PR #766, opened 2023-08-25
Polio-1129 vaccine auth front end

quang-le:

Related JIRA tickets : POLIO-1129

- [ ] Are there enough tests

## Changes

- Add pages for nOPV2 Authorisation: list, details + create/edit modals
- Modal has a validation that prevents setting a date in the future if status is EXPIRED
- There's an ugly redirection with `useEffect` to add the `order`, pageSize` and `page` params when they're missiing. Couldn't use the 'redirections' of vanilla iaso, so 🤷‍♂️

## How to test

- Go to polio > vaccine module > nOPV2 Authorisations
- Check the table and filters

------------------------------

> **WHAT THE TASK REQUIRES**
In full and word for word, write out the data above.

> **WRITTEN RESPONSE**
PR #766, opened 2023-08-25
Polio-1129 vaccine auth front end

quang-le:

Related JIRA tickets : POLIO-1129

- [ ] Are there enough tests

## Changes

- Add pages for nOPV2 Authorisation: list, details + create/edit modals
- Modal has a validation that prevents setting a date in the future if status is EXPIRED
- There's an ugly redirection with `useEffect` to add the `order`, pageSize` and `page` params when they're missiing. Couldn't use the 'redirections' of vanilla iaso, so 🤷‍♂️

## How to test

- Go to polio > vaccine module > nOPV2 Authorisations
- Check the table and filters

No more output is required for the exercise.